Work task: Search the listing below for the line containing "skymarshal: behaviour: handle". From there through the line containing "Concourse's embedded Dex", transcribe every line exactly, both ends included.

Data provided:
PR #9638, opened 2026-07-09
skymarshal: behaviour: handle RFC 8693 token-exchange responses

### LINKED ISSUE #9636: RFC 8693 token exchange against embedded Dex always returns an empty 500 — StoreAccessToken middleware assumes every token response contains id_token
### Summary

Concourse's embedded Dex supports the RFC 8693 token-exchange grant
(urn:ietf:params:oauth:grant-type:token-exchange) and advertises it in
/sky/issuer/.well-known/openid-configuration. The exchange itself succeeds —
Dex verifies the subject token against the upstream connector and mints a
token — but the client always receives HTTP 500 with an empty body, and the
minted token is discarded.

Root cause: skymarshal/token/access_token.go (StoreAccessToken) intercepts
every 2xx response from /sky/issuer/token, unmarshals the JSON, and parses
the id_token field to convert it into a stored opaque access token. Per
RFC 8693 section 2.2.1, a token-exchange response carries the issued token in
access_token and has no id_token member (Dex's handleTokenExchange
puts the token in access_token for both requested_token_type values and
never sets IDToken). The middleware therefore calls
claimsParser.ParseClaims(""), which fails, and the error path writes a bare
500 without a body, dropping Dex's successful response.

Proposed fix: when id_token is absent from Dex's response, parse the claims
from access_token instead (it is the same RS256-signed Dex JWT in the
exchange case). This converts exchanged tokens into stored opaque Concourse
access tokens exactly like every other grant. I have a small candidate patch
for skymarshal/token/access_token.go and am happy to open a PR.

### Steps to Reproduce

The bug is in Concourse's post-processing of the token endpoint response, so
it reproduces with any OIDC connector for which the token exchange itself
succeeds (i.e. any connector whose TokenIdentity accepts the subject token).
We hit it with Microsoft Entra; a locally run Concourse (docker compose up)
pointing its oidc connector at any IdP reproduces it the same way:

docker compose up -d a Concourse whose web node has an OIDC connector

configured (CONCOURSE_OIDC_ISSUER etc. pointing at your IdP), with
 CONCOURSE_OIDC_DISABLE_GET_USER_INFO=true so that id_token subject
 verification is done locally.

Obtain a valid token from the upstream IdP whose issuer/signature Dex can

verify (for Entra: an access token with the Concourse app registration as
 audience and a v2.0 issuer).

Perform the exchange against Concourse's token endpoint:

 curl -i http://localhost:8080/sky/issuer/token \
   -u 'fly:Zmx5' \
   --data-urlencode 'grant_type=urn:ietf:params:oauth:grant-type:token-exchange' \
   --data-urlencode 'connector_id=oidc' \
   --data-urlencode 'subject_token_type=urn:ietf:params:oauth:token-type:id_token' \
   --data-urlencode "subject_token=${UPSTREAM_TOKEN}" \
   --data-urlencode 'requested_token_type=urn:ietf:params:oauth:token-type:access_token' \
   --data-urlencode 'scope=openid profile email federated:id groups'

Observe the response and the web node logs.

### Expected Results

A 200 response containing a Concourse-usable token, as for any other grant
against /sky/issuer/token — i.e. the RFC 8693 response rewritten to carry a
stored opaque Concourse access token, the same post-processing applied to
authorization-code and password grants.

### Actual Results

HTTP 500 with an empty body, on every attempt, for both
requested_token_type values. The web node logs (with the timestamp matching
the request):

Answer to this problem:
skymarshal: behaviour: handle RFC 8693 token-exchange responses

### LINKED ISSUE #9636: RFC 8693 token exchange against embedded Dex always returns an empty 500 — StoreAccessToken middleware assumes every token response contains id_token
### Summary

Concourse's embedded Dex supports the RFC 8693 token-exchange grant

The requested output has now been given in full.